── Raw data ──
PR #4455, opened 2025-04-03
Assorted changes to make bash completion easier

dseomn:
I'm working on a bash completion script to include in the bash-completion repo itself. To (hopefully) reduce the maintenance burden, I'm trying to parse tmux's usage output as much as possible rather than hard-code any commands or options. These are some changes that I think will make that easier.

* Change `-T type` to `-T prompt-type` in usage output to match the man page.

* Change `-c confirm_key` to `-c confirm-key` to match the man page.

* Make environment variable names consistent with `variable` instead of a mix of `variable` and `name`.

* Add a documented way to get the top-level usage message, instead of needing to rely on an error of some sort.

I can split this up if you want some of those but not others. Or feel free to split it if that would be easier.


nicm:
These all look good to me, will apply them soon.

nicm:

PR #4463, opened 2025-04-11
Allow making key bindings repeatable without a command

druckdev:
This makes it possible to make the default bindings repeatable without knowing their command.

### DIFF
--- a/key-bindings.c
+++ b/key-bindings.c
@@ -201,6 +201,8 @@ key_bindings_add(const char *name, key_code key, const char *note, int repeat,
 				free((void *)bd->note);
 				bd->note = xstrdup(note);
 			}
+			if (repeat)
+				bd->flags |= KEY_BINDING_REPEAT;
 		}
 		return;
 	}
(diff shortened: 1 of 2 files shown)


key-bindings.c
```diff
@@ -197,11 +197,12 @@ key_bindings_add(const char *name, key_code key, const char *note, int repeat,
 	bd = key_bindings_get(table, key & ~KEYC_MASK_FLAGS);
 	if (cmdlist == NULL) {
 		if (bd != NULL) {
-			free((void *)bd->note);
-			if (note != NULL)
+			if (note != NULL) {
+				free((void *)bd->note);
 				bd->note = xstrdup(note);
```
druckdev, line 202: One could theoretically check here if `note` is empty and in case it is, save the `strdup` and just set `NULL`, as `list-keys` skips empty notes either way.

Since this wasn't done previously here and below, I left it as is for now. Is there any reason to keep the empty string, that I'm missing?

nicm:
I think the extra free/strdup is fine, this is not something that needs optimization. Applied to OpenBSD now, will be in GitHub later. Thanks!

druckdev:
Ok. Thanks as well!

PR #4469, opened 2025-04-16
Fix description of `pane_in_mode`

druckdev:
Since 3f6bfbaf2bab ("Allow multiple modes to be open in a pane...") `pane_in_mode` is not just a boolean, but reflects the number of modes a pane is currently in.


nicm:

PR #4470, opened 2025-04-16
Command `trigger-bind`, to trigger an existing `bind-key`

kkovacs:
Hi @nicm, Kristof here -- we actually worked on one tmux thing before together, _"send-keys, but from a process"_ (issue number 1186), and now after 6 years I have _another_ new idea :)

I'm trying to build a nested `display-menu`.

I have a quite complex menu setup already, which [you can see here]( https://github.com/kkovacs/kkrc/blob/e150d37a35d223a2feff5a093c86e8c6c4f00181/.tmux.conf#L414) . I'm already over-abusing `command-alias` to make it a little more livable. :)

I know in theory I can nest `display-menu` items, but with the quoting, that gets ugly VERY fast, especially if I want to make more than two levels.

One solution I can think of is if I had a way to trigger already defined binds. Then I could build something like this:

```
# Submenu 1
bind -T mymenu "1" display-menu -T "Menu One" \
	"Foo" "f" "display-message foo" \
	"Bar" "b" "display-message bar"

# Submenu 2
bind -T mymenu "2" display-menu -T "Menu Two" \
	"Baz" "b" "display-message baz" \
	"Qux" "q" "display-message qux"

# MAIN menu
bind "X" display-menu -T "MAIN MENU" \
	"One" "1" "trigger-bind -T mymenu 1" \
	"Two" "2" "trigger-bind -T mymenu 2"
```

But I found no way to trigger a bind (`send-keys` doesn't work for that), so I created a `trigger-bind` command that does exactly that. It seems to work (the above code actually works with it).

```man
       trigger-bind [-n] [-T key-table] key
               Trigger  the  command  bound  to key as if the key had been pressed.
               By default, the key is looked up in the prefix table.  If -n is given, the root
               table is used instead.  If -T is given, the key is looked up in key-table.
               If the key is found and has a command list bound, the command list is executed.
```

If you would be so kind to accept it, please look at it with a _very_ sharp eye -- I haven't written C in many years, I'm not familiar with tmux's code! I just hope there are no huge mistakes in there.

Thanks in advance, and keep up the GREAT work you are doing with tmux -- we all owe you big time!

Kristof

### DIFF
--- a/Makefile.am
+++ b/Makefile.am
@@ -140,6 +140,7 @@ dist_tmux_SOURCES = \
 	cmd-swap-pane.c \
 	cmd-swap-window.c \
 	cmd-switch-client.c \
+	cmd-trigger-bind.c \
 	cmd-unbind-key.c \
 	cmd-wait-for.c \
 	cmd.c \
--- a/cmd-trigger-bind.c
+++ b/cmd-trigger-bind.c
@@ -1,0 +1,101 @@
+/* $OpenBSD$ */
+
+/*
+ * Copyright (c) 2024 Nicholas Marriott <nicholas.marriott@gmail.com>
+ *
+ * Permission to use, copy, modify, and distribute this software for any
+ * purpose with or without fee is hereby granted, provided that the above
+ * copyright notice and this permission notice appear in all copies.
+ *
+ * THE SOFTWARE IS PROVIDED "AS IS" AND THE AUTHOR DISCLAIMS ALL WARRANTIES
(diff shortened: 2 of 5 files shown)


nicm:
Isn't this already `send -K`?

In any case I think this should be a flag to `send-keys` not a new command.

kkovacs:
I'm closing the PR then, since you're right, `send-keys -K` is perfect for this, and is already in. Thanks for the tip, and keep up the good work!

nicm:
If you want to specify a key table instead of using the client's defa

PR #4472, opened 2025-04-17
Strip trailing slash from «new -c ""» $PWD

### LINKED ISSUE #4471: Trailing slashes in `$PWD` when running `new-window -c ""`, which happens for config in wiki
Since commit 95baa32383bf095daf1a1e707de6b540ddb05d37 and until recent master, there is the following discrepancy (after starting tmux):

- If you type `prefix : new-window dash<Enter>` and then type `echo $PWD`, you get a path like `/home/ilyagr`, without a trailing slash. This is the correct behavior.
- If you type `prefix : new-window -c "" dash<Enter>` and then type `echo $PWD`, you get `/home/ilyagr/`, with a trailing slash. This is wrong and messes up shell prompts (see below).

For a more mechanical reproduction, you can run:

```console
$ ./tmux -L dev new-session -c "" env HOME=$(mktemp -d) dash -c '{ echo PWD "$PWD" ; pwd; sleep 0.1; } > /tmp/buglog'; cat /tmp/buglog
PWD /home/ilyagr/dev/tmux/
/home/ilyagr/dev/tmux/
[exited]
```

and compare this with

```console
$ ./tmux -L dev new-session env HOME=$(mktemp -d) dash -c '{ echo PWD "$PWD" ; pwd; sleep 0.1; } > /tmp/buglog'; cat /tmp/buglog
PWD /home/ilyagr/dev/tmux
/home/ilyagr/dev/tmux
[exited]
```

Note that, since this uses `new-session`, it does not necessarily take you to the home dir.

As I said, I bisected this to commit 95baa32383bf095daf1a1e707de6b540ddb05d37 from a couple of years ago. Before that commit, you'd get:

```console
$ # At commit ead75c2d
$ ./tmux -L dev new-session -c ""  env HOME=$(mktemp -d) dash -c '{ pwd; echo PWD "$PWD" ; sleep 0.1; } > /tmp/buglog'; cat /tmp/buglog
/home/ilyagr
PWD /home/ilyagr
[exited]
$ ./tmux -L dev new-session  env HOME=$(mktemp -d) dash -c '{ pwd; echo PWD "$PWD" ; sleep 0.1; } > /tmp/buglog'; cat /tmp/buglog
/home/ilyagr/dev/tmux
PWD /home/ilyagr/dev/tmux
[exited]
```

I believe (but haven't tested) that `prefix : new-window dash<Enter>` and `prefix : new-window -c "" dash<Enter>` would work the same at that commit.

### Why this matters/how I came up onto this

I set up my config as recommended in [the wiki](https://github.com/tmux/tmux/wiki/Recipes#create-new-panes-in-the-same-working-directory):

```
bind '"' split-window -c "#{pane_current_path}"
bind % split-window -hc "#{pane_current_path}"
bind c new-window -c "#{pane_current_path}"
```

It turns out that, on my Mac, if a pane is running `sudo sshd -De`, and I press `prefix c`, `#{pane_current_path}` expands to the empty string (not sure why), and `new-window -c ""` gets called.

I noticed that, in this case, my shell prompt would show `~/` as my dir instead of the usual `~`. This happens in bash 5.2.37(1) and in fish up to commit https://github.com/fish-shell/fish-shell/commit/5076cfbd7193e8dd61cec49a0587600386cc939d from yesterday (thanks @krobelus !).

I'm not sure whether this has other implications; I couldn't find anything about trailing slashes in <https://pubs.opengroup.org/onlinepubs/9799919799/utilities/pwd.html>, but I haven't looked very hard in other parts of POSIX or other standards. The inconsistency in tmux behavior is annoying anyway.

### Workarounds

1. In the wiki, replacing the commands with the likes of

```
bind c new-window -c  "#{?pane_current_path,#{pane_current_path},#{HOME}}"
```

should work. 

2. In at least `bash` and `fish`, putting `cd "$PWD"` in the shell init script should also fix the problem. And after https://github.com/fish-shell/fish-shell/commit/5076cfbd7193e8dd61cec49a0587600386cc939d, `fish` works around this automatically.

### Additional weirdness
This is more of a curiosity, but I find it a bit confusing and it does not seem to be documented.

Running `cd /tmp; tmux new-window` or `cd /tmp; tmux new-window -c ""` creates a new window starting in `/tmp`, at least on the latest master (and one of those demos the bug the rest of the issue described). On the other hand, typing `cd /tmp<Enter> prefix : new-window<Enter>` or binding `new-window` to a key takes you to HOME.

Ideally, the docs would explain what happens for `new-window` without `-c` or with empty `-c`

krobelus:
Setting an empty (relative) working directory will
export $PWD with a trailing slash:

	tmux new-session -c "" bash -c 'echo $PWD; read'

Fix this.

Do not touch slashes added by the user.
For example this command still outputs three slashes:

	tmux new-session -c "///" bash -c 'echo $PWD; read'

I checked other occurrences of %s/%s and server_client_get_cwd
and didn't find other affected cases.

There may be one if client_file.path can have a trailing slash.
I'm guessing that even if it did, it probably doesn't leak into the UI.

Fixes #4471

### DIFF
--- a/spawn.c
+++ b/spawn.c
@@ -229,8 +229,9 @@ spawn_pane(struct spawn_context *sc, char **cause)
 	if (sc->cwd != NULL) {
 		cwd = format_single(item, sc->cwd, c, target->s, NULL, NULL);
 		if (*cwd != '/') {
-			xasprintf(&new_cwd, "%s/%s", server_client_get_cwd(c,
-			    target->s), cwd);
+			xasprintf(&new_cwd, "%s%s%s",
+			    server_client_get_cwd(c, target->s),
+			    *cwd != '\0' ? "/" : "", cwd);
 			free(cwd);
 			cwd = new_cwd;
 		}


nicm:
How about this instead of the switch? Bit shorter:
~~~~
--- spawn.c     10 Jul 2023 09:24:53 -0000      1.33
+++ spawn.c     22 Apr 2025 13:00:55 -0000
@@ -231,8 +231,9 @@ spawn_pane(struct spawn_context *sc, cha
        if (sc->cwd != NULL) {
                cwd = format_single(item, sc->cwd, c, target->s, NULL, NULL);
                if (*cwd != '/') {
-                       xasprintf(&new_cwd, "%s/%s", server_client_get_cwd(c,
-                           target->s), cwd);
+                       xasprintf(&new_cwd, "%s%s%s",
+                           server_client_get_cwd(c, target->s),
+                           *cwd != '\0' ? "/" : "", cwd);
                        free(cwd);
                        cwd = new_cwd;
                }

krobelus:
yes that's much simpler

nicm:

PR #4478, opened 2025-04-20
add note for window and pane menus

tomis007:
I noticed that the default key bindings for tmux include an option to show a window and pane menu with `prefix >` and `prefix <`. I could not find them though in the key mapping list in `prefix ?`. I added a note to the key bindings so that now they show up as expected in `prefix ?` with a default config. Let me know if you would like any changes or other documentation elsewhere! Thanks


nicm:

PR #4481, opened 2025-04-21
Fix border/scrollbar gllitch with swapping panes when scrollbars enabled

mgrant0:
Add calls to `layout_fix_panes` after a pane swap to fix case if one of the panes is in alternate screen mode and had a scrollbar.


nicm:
───
• **Exercise aim**: The task calls for every line of the material that contains the string "mymenu".

• **The answer**:
bind -T mymenu "1" display-menu -T "Menu One" \
bind -T mymenu "2" display-menu -T "Menu Two" \
	"One" "1" "trigger-bind -T mymenu 1" \
	"Two" "2" "trigger-bind -T mymenu 2"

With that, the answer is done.